Copy out all of the data below with no alterations.
....................
Issue #789, opened 2024-06-06
Add tabular example in dashboard


elboyran:
As a start use the [LIME](https://github.com/dianna-ai/dianna/blob/main/tutorials/explainers/LIME/lime_tabular_penguin.ipynb) and [KernelSHAP](https://github.com/dianna-ai/dianna/blob/main/tutorials/explainers/KernelSHAP/kernelshap_tabular_penguin.ipynb) tutorials on the penguin data (classification task).

Brainstorm oh can we add also the regression examples [LIME](https://github.com/dianna-ai/dianna/blob/main/tutorials/explainers/LIME/lime_tabular_weather.ipynb) and [KernelSHAP](https://github.com/dianna-ai/dianna/blob/main/tutorials/explainers/KernelSHAP/kernelshap_tabular_weather.ipynb) on the weather datatset?

cwmeijer:
Because the weather dataset was already demoed in the time series tab, we chose to go with the penguins dataset.

Issue #801, opened 2024-06-14
in lime_tabular, the input argument `feature_names` cannot be None


SarahAlidoost:
in lime_tabular, `None` is set as a default value for the input argument `feature_names`, see [here](https://github.com/dianna-ai/dianna/blob/48a9994ac4cb652b4c6e54217d6bf0cf9df1e62d/dianna/methods/lime_tabular.py#L17). Later, the variable `self.num_features` is calculated as `len(feature_names)` which does not work on NoneType data, see [here](https://github.com/dianna-ai/dianna/blob/48a9994ac4cb652b4c6e54217d6bf0cf9df1e62d/dianna/methods/lime_tabular.py#L65). Note in [lime](https://lime-ml.readthedocs.io/en/latest/lime.html#lime.lime_tabular.LimeTabularExplainer.explain_instance), `self.num_features` is not optional.

The same issue for the input argument `class_names` with the default value `None`.

For both input arguments, the default values should not be `None` or the `None` case should be handled inside the function.

PR #844, opened 2024-08-22
838 create tabular tab to dashboard and redesign loaded data results #819

### LINKED ISSUE #523: Move collapsable XAI method parameters in method blocks
Looks good!
One thing is the XAI method's parameters. Those are method specific and I suggest we therefore move them in the method's (output) section like in my mockups above.

_Originally posted by @cwmeijer in https://github.com/dianna-ai/dianna/issues/454#issuecomment-1411821343_

### LINKED ISSUE #819: Dashboard: redesign loaded data results
- [x] create one clear box containing method section checkboxes, and number of results to show.
- [x] To the right of that add the predicted class
- [x] add the “click to modify parameters” option per individual method
- [x] For the expanded modify parameters, include them per emthod. See also #523 
- [x] add axis labels (e.g. “class”)
- [x] add explanation text for the example at the top of the page, under the title. See also #816 
- [x] move “select method to continue” above method selection bar

image

### LINKED ISSUE #838: Create tabular tab to dashboard
add new tabular tab to dashboard

laurasootes:
This PR adds a tabular page to the dashboard (#838 ) and finalises all dashboard redesigns (#819 ). 

Tabular page:
Page is implemented similar to the other pages (text, images, time series).
- Other than the other pages, the tabular page requires the user to upload the training data, which has to be provided as npy file. 
- For this page it is not obligatory to upload a label text file, because you can also use it for regression models, in which case labels are not necessary. If labels are not uploaded, the page will treat the example as a regression model.
- The available methods are currently RISE and LIME.
- For the usage, a user uploads their tabular data csv file (full file). The data is read as pandas dataframe and the full table is shown in the dashboard. The user then clicks on a row in the table, which is the data for which the prediction and explanation is done.
- A simple test to check the basic functionality of the page is added to the dashboard tests.
- Note that a tabular example will be added in #789 

Dashboard redesign changes:
- _get_method_params is converted into get_params, such that method parameter seleciton is per method
- For all pages a streamlit container (basically a box) is created at the top which includes the predicted class, number of top classes to show, method selection and method parameters. The different components are only shown when relevant.
- function _get_top_indices_and_labels is adjusted such that for a regression model the predicted value is printed in the dashboard instead of the predicted class

Other changes:
- naming of keys for streamlit elements is done in a prettier way

fixes #838 and fixes #819 and fixes #523


dianna/methods/lime_tabular.py
```diff
@@ -63,6 +63,7 @@ def __init__(
             LimeTabularExplainer, kwargs)
 
         # temporary solution for setting num_features and top_labels
+        # when fixed, also fix in dashboard Tabular.py -> _feature_names
```
elboyran, line 66: Is it fixed in the next PR?

elboyran (approved):

dianna/methods/lime_tabular.py
laurasootes: No, the temporary fix itself was already here, it has been added in december [PR 661](https://github.com/dianna-ai/dianna/pull/661/files). I did not try to fix the general problem

laurasootes: I believe [issue 801](https://github.com/dianna-ai/dianna/issues/801) mentions the general issue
....................
● SOLVED PROBLEM:
Issue #789, opened 2024-06-06
Add tabular example in dashboard


elboyran:
As a start use the [LIME](https://github.com/dianna-ai/dianna/blob/main/tutorials/explainers/LIME/lime_tabular_penguin.ipynb) and [KernelSHAP](https://github.com/dianna-ai/dianna/blob/main/tutorials/explainers/KernelSHAP/kernelshap_tabular_penguin.ipynb) tutorials on the penguin data (classification task).

Brainstorm oh can we add also the regression examples [LIME](https://github.com/dianna-ai/dianna/blob/main/tutorials/explainers/LIME/lime_tabular_weather.ipynb) and [KernelSHAP](https://github.com/dianna-ai/dianna/blob/main/tutorials/explainers/KernelSHAP/kernelshap_tabular_weather.ipynb) on the weather datatset?

cwmeijer:
Because the weather dataset was already demoed in the time series tab, we chose to go with the penguins dataset.

Issue #801, opened 2024-06-14
in lime_tabular, the input argument `feature_names` cannot be None


SarahAlidoost:
in lime_tabular, `None` is set as a default value for the input argument `feature_names`, see [here](https://github.com/dianna-ai/dianna/blob/48a9994ac4cb652b4c6e54217d6bf0cf9df1e62d/dianna/methods/lime_tabular.py#L17). Later, the variable `self.num_features` is calculated as `len(feature_names)` which does not work on NoneType data, see [here](https://github.com/dianna-ai/dianna/blob/48a9994ac4cb652b4c6e54217d6bf0cf9df1e62d/dianna/methods/lime_tabular.py#L65). Note in [lime](https://lime-ml.readthedocs.io/en/latest/lime.html#lime.lime_tabular.LimeTabularExplainer.explain_instance), `self.num_features` is not optional.

The same issue for the input argument `class_names` with the default value `None`.

For both input arguments, the default values should not be `None` or the `None` case should be handled inside the function.

PR #844, opened 2024-08-22
838 create tabular tab to dashboard and redesign loaded data results #819

### LINKED ISSUE #523: Move collapsable XAI method parameters in method blocks
Looks good!
One thing is the XAI method's parameters. Those are method specific and I suggest we therefore move them in the method's (output) section like in my mockups above.

_Originally posted by @cwmeijer in https://github.com/dianna-ai/dianna/issues/454#issuecomment-1411821343_

### LINKED ISSUE #819: Dashboard: redesign loaded data results
- [x] create one clear box containing method section checkboxes, and number of results to show.
- [x] To the right of that add the predicted class
- [x] add the “click to modify parameters” option per individual method
- [x] For the expanded modify parameters, include them per emthod. See also #523 
- [x] add axis labels (e.g. “class”)
- [x] add explanation text for the example at the top of the page, under the title. See also #816 
- [x] move “select method to continue” above method selection bar

image

### LINKED ISSUE #838: Create tabular tab to dashboard
add new tabular tab to dashboard

laurasootes:
This PR adds a tabular page to the dashboard (#838 ) and finalises all dashboard redesigns (#819 ). 

Tabular page:
Page is implemented similar to the other pages (text, images, time series).
- Other than the other pages, the tabular page requires the user to upload the training data, which has to be provided as npy file. 
- For this page it is not obligatory to upload a label text file, because you can also use it for regression models, in which case labels are not necessary. If labels are not uploaded, the page will treat the example as a regression model.
- The available methods are currently RISE and LIME.
- For the usage, a user uploads their tabular data csv file (full file). The data is read as pandas dataframe and the full table is shown in the dashboard. The user then clicks on a row in the table, which is the data for which the prediction and explanation is done.
- A simple test to check the basic functionality of the page is added to the dashboard tests.
- Note that a tabular example will be added in #789 

Dashboard redesign changes:
- _get_method_params is converted into get_params, such that method parameter seleciton is per method
- For all pages a streamlit container (basically a box) is created at the top which includes the predicted class, number of top classes to show, method selection and method parameters. The different components are only shown when relevant.
- function _get_top_indices_and_labels is adjusted such that for a regression model the predicted value is printed in the dashboard instead of the predicted class

Other changes:
- naming of keys for streamlit elements is done in a prettier way

fixes #838 and fixes #819 and fixes #523


dianna/methods/lime_tabular.py
```diff
@@ -63,6 +63,7 @@ def __init__(
             LimeTabularExplainer, kwargs)
 
         # temporary solution for setting num_features and top_labels
+        # when fixed, also fix in dashboard Tabular.py -> _feature_names
```
elboyran, line 66: Is it fixed in the next PR?

elboyran (approved):

dianna/methods/lime_tabular.py
laurasootes: No, the temporary fix itself was already here, it has been added in december [PR 661](https://github.com/dianna-ai/dianna/pull/661/files). I did not try to fix the general problem

laurasootes: I believe [issue 801](https://github.com/dianna-ai/dianna/issues/801) mentions the general issue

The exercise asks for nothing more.